Gather every line below where "verify" appears.

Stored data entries
*** Block opens ***

PR #1242, opened 2026-06-29
Clear ML-DSA outputs on signing failure

tob-joe:
## Summary

- clear caller-visible ML-DSA keypair outputs when key generation fails
- clear signature and signed-message outputs, and reset output lengths, when
  signing fails
- add RNG/allocation/PCT failure regression test coverage for stale output
  buffers
- keep verify-only reduced-api allocation and RNG-failure tests buildable by
  compiling the zeroization helper only when keypair or signing tests are
  enabled

## Notes

The reduced-api verify-only configuration disables both keypair and sign APIs.
Those verify tests intentionally keep no-op output checks because verification
does not expose a caller-owned output buffer that needs zeroing. Without the
API guard, the shared zeroization helper was compiled but unused in that mode,
which fails under `-Werror=unused-function`.

## Testing

- `make run_rng_fail`
- `make run_alloc`
- `make run_unit`
- `make run_func`
- focused reduced-api alloc/rng-fail with ASan/UBSan flags
- focused reduced-api-reduce-ram alloc/rng-fail with ASan/UBSan flags
- `git diff --check`

This work was completed by Trail of Bits as part of the Patch The Planet
project in collaboration with OpenAI. The issue was identified primarily by
the Codex coding agent, and manually reviewed before submission.

### DIFF
--- a/mldsa/src/sign.c
+++ b/mldsa/src/sign.c
@@ -391,14 +391,21 @@ cleanup:
   MLD_FREE(inbuf, uint8_t, MLDSA_SEEDBYTES + 2, context);
   MLD_FREE(seedbuf, uint8_t, 2 * MLDSA_SEEDBYTES + MLDSA_CRHBYTES, context);
 
-  if (ret != 0)
-  {
-    return ret;
-  }
-
   /* Pairwise Consistency Test (PCT) @[FIPS140_3_IG, p.87] */
   /* Do this after freeing all temporaries. */
-  return mld_check_pct(pk, sk, context);
+  if (ret == 0)
+  {
+    ret = mld_check_pct(pk, sk, context);
+  }
+
+  if (ret != 0)
+  {
+    /* Clear caller outputs on failure. */
+    mld_zeroize(pk, MLDSA_CRYPTO_PUBLICKEYBYTES);
+    mld_zeroize(sk, MLDSA_CRYPTO_SECRETKEYBYTES);
+  }
+
+  return ret;
 }
 
 #if !defined(MLD_CONFIG_CORE_API_ONLY)
--- a/mldsa/src/sign.c
+++ b/mldsa/src/sign.c
@@ -1050,7 +1050,7 @@ cleanup:
   if (ret != 0)
   {
     /* To be on the safe-side, we zeroize the signature buffer. */
-    mld_memset(sig, 0, MLDSA_CRYPTO_BYTES);
+    mld_zeroize(sig, MLDSA_CRYPTO_BYTES);
   }
 
   /* @[FIPS204, Section 3.6.3] Destruction of intermediate values. */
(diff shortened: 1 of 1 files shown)


mkannwischer (dismissed):
Thanks @tob-joe! Generally, I do support this change of clearing buffers on failures.
I'm not very happy about the added complexity to the `test_alloc.c` and `test_rng_fail.c`.
Can't we just modify the existing tests to init with with fixed values, and check it's zero in the end?
Please also rebase on top of main.

jakemas:
Is there a performance penalty to this? Added benchmark label to see if it will pick up anything. Did you do any locally testing on performance?

mkannwischer:
I took the liberty to rebase this on top of main. 
I have also removed the tests for now (let's get the code change merged first and discuss separately how this is best tested).
Also I have switched from `memset` to `zeroize` which stops the compiler from optimizing it out.
I also moved the zeroize in the keypair to after the PCT.

Now I am happy with this change.
@hanno-becker, you too?

We should still clean up the commit history afterwards.

mkannwischer:
This PR should now adhere to what we document in #1295.

mldsa/src/sign.c
```diff
@@ -429,6 +436,14 @@ int mld_sign_keypair(uint8_t pk[MLDSA_CRYPTO_PUBLICKEYBYTES],
 cleanup:
   /* @[FIPS204, Section 3.6.3] Destruction of intermediate values. */
   MLD_FREE(seed, uint8_t, MLDSA_SEEDBYTES, context);
+
+  if (ret != 0)
+  {
+    /* Clear caller outputs on failure. */
+    mld_zeroize(pk, MLDSA_CRYPTO_PUBLICKEYBYTES);
+    mld_zeroize(sk, MLDSA_CRYPTO_SECRETKEYBYTES);
```
hanno-becker: I don't think this is necessary anymore as per the convention that output is unchanged or zero'ed.

mldsa/src/sign.h
```diff
@@ -91,6 +91,8 @@
  * When MLD_CONFIG_KEYGEN_PCT is set, performs a Pairwise Consistency Test
  * (PCT) as required by FIPS 140-3 IG.
  *
+ * On error (non-zero return value), the output buffers pk and sk are zeroized.
+ *
```
hanno-becker: This is superseded by our recently agreed convention that output is either left unchanged, or zero'ed.

hanno-becker (changes requested):
As per the convention that output is unmodified or zero'ed, we can remove some of the zeroizations, see comments.

mldsa/src/sign.c
mkannwischer: Removed.

mldsa/src/sign.h
mkannwischer: Removed.

mkannwischer:
> As per the convention that output is unmodified or zero'ed, we can remove some of the zeroizations, see comments.

Adjusted. Please take another look.

hanno-becker (approved):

*** Block closes ***

Your solution
- keep verify-only reduced-api allocation and RNG-failure tests buildable by
The reduced-api verify-only configuration disables both keypair and sign APIs.
Those verify tests intentionally keep no-op output checks because verification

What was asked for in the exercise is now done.